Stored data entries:
= = =
PR #2160, opened 2024-12-17
Smooch Bot should not create a relationship between Media and TiplineResource

vasconsaurus:
## Description
We saw an error in Sentry where the creation of a `Relationship` between a `ProjectMedia` and a `TiplineResource` was attempted. The creation fails, but it should not be attempted in the first place.

**Error**
- `StandardError`
- `Unable to create new relationship as requested: Related items must exist in the same workspace`
- exception_class: `ActiveRecord::RecordInvalid`
- exception_message: `Related items must exist in the same workspace`

**For this to happen**
- The media can't be of type `text`, because we do check if it's a `ProjectMedia` in that case,
- it needs to have a `caption`,
- there needs to be an existing `ProjectMedia` with the same `id` as the `TiplineResource`,
	- if there isn't a  `ProjectMedia` with the same `id` as the `TiplineResource` we get a different error: `#<ActiveRecord::RecordNotFound:0x7ab20>`.

**Note on the error**
- The error is rescued, Sentry is notified and it's logged,
- so we need to check if Sentry was notified or/and if the error was logged to confirm it happened.

### Solution
We return early, and not even attempt to relate items if it's not a `ProjectMedia`, since `Relationship's` are only for `ProjectMedia`.

References: CV2-5676

## How has this been tested?

test "should not try to create relationship between media and tipline resource": `rails test test/models/bot/smooch_7_test.rb:636`

1. We create a `ProjectMedia`,
2. we create a `TiplineResource` and make sure it has the same id as the `ProjectMedia`,
3. we create a message that sends a video with a caption, to make sure it hits the condition we need it to hit,
4. it shouldn't notify Sentry or log an error, since it shouldn't get that far,
5. it should not try to create a Relationship between `ProjectMedia` and a `TiplineResource`

- Etc.

## Checklist

### DIFF
--- a/app/models/concerns/smooch_messages.rb
+++ b/app/models/concerns/smooch_messages.rb
@@ -430,7 +430,6 @@ module SmoochMessages
     end
 
     def smooch_relate_items_for_same_message(message, associated, app_id, author, request_type, associated_obj)
-      return unless associated_obj.is_a?(ProjectMedia)
       if !message['caption'].blank?
         # Check if message contains caption then create an item and force relationship
         self.relate_item_and_text(message, associated, app_id, author, request_type, associated_obj, Relationship.confirmed_type)
@@ -457,6 +456,7 @@ module SmoochMessages
       target = self.create_project_media_from_message(message)
       unless target.nil?
         smooch_post_save_message_actions(message, target, app_id, author, request_type, associated_obj)
+        return unless associated_obj.is_a?(ProjectMedia)
         Relationship.create_unless_exists(associated.id, target.id, relationship_type)
       end
     end
--- a/app/models/concerns/smooch_messages.rb
+++ b/app/models/concerns/smooch_messages.rb
@@ -430,6 +430,7 @@ module SmoochMessages
     end
 
     def smooch_relate_items_for_same_message(message, associated, app_id, author, request_type, associated_obj)
+      return if associated.class.name != 'ProjectMedia'
       if !message['caption'].blank?
         # Check if message contains caption then create an item and force relationship
         self.relate_item_and_text(message, associated, app_id, author, request_type, associated_obj, Relationship.confirmed_type)
--- a/app/models/concerns/smooch_messages.rb
+++ b/app/models/concerns/smooch_messages.rb
@@ -430,6 +430,7 @@ module SmoochMessages
     end
 
     def smooch_relate_items_for_same_message(message, associated, app_id, author, request_type, associated_obj)
+      return unless associated.is_a?(ProjectMedia)
       if !message['caption'].blank?
         # Check if message contains caption then create an item and force relationship
         self.relate_item_and_text(message, associated, app_id, author, request_type, associated_obj, Relationship.confirmed_type)
@@ -456,7 +457,6 @@ module SmoochMessages
       target = self.create_project_media_from_message(message)
       unless target.nil?
         smooch_post_save_message_actions(message, target, app_id, author, request_type, associated_obj)
-        return unless associated_obj.is_a?(ProjectMedia)
         Relationship.create_unless_exists(associated.id, target.id, relationship_type)
       end
     end
--- a/app/models/concerns/smooch_messages.rb
+++ b/app/models/concerns/smooch_messages.rb
@@ -395,6 +395,8 @@ module SmoochMessages
     end
 
     def save_message(message_json, app_id, author = nil, request_type = 'default_requests', associated_id = nil, associated_class = nil)
+    # associated: is the the "first media" and will be the source of the Relationship
+    # associated_obj: is used for TiplineRequest (smooch_resource_id field)
       message = JSON.parse(message_json)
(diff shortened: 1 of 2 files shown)


vasconsaurus:
@caiosba I thought about returning early if it's not a `ProjectMedia`, are there other classes we can/should be able to create a `Relationship` for?

app/models/concerns/smooch_messages.rb
```diff
@@ -430,6 +430,7 @@ def smoooch_post_save_message_actions(message, associated, app_id, author, reque
     end
 
     def smooch_relate_items_for_same_message(message, associated, app_id, author, request_type, associated_obj)
+      return if associated.class.name != 'ProjectMedia'
```
vasconsaurus, line 433: @caiosba then it's best to change this to `return unless associated_obj.is_a?(ProjectMedia)`

caiosba: Yes, it's more Ruby-ish and easier to read :)

That's something I would say when I review :D

melsawy (approved):

vasconsaurus:
@caiosba there are two tests failing that seem related to this change. Will look into it.

Another unrelated question: Is there a reason why we need to run tests twice both on pull_request and push?

vasconsaurus:
@melsawy since you worked on the Tipline, could youanswer some questions? 🙏 

- We have two failing tests:
    1. rails test test/models/bot/smooch_3_test.rb:327
    2. rails test test/models/bot/smooch_3_test.rb:194

- For the first one: Why do we expect three TiplineRequests if we are sending two messages here: https://github.com/meedan/check-api/blob/b8a52086848e481caa1956ee7dbc7748e77a6c38/test/models/bot/smooch_3_test.rb#L376. And like the one below we also get `NilClass` here
- The second one: It fails because when it gets to `smooch_relate_items_for_same_message` the class is `NilClass`, so it returns early and does not create a `Relationship`. Do you have any idea on why that is happening?

caiosba:
> Another unrelated question: Is there a reason why we need to run tests twice both on pull_request and push?

Let me ask Chinel on Slack.

vasconsaurus:
> Let me ask Chinel on Slack.

I know we asked her before if this was expected, but I was wondering on why 😅

caiosba (changes requested):
Code looks good! Let's just fix the two tests that broke.

app/models/concerns/smooch_messages.rb
```diff
@@ -430,6 +430,7 @@ def smoooch_post_save_message_actions(message, associated, app_id, author, reque
     end
 
     def smooch_relate_items_for_same_message(message, associated, app_id, author, request_type, associated_obj)
+      return unless associated_obj.is_a?(ProjectMedia)
```
melsawy, line 433: I believe it's better to move the conditions before this line(https://github.com/meedan/check-api/blob/develop/app/models/concerns/smooch_messages.rb#L459) and check associated object type

melsawy:
> @melsawy since you worked on the Tipline, could youanswer some questions? 🙏
> 
> * We have two failing tests:
>   
>   1. rails test test/models/bot/smooch_3_test.rb:327
>   2. rails test test/models/bot/smooch_3_test.rb:194
> * For the first one: Why do we expect three TiplineRequests if we are sending two messages here: https://github.com/meedan/check-api/blob/b8a52086848e481caa1956ee7dbc7748e77a6c38/test/models/bot/smooch_3_test.rb#L376
>   . And like the one below we also get `NilClass` here
> * The second one: It fails because when it gets to `smooch_relate_items_for_same_message` the class is `NilClass`, so it returns early and does not create a `Relationship`. Do you have any idea on why that is happening?

@vasconsaurus 
This first test generated three TiplineRequests because one of the two messages includes a caption with long text which means creation of new media with the caption text and linking it to the media item.

For the second instance, I proposed relocating the condition to the relate_item_and_text method before [this line](https://github.com/meedan/check-api/blob/develop/app/models/concerns/smooch_messages.rb#L459).

vasconsaurus:
@caiosba and @melsawy, tests are finally passing, so updates!

### 1.
It seems like the issue was that I was looking at the wrong object. I should have been checking `associated` instead of `associated_obj`. So I added two comments explaining the difference:

```
# associated: is the the "first media" and will be the source of the Relationship
# associated_obj: is used for TiplineRequest (smooch_resource_id field) 
```

I think it would be nice if we could rename this to something more clear. However, since I have no suggestions I added the comments 😅 

### 2.
I moved `return unless associated.is_a?(ProjectMedia)` earlier in the code. Since `Relationships` should only be between `ProjectMedia`, I don't think there should be a circumstance where we are trying to relate something else, so we can stop early, but defer to the both of you.

caiosba (approved):
Great, thanks Manu! I'm glad we spent the time we needed to really understand what was going on here and to reproduce the issue as a unit test. Great work!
= = =
▶ Required action:
The required output is the stretch of entries above from the line containing "We return early, and" through the line containing "3. we create", reproduced exactly.

▶ Answer to the exercise:
We return early, and not even attempt to relate items if it's not a `ProjectMedia`, since `Relationship's` are only for `ProjectMedia`.

References: CV2-5676

## How has this been tested?

test "should not try to create relationship between media and tipline resource": `rails test test/models/bot/smooch_7_test.rb:636`

1. We create a `ProjectMedia`,
2. we create a `TiplineResource` and make sure it has the same id as the `ProjectMedia`,
3. we create a message that sends a video with a caption, to make sure it hits the condition we need it to hit,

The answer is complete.